Operational Considerations
State & Fault Tolerance
Stateful operators must checkpoint their state to durable storage. In case of failure, the operator can restore its state and resume processing, ensuring correctness.
Backpressure
A fast source can overwhelm a slow operator. A proper stream processing system provides automatic backpressure, where downstream operators signal upstream to slow down.
Schema Evolution
Data schemas change. Use a schema registry (like Avro or Protobuf) to manage schema evolution in a compatible way, preventing pipeline failures.
Reprocessing & Replays
You may need to reprocess data if your business logic changes. Design your system to easily replay events from a specific point in time from your message broker.
Security Considerations
Data Encryption
Ensure data is encrypted both in transit (e.g., using TLS for streams between nodes and brokers) and at rest (e.g., for state backends and durable logs).
Authentication & Authorization
Processing pipelines should authenticate with data sources and sinks. Use mechanisms like mTLS, OAuth, or SASL. Enforce authorization to control which components can read from or write to specific streams.
Data Privacy and Governance
For sensitive data, implement data masking or tokenization within your stream operators. Be aware of data residency requirements and ensure your processing topology complies with them.
Observability
Metrics
Monitor key performance indicators (KPIs) like message throughput, latency (end-to-end, processing time), consumer lag, and watermark progress. Expose these via a monitoring system like Prometheus.
Logging
Implement structured logging within operators. Include correlation IDs to trace a single event or transaction as it flows through the entire DAG.
Tracing
Use distributed tracing to visualize the complete lifecycle of an event across multiple operators and services, helping to pinpoint bottlenecks and errors.
Design Review Checklist
- Is the distinction between Event Time and Processing Time understood and handled correctly?

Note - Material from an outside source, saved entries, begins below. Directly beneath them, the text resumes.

PR #656, opened 2024-03-22
Analytics: Simultaneous video recording

hobinjk-ptc:
With the latest ios build and the corresponding core-addon PR this should enable the ability to click "Show Spatial Video" while viewing a highlight animation playing to see the corresponding video at that time. Note that there's no handling of the recording device's orientation, suggestions welcome.

### DIFF
--- a/src/humanPose/Animation.js
+++ b/src/humanPose/Animation.js
@@ -1,0 +1,114 @@
+const AnimationState = {
+    video: 'video',
+    noVideo: 'noVideo',
+};
+
+/**
+ * Animation
+ * Organizes all the information about an HPA's animation in one location
+ * Coordinates propagating animation information to the motionStudy and its
+ * video player if present
+ *
+ * Notably hands off control of video playback to that video player during any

- Is the windowing strategy (tumbling, sliding, session) appropriate for the business problem?
- How is late-arriving data handled (e.g., allowed lateness, side outputs)?
- Are all stateful operations configured with fault-tolerant state backends?
- Is the end-to-end delivery guarantee (at-least-once vs. exactly-once) defined and implemented correctly?
- Is there a strategy for monitoring pipeline health, including consumer lag and watermarks?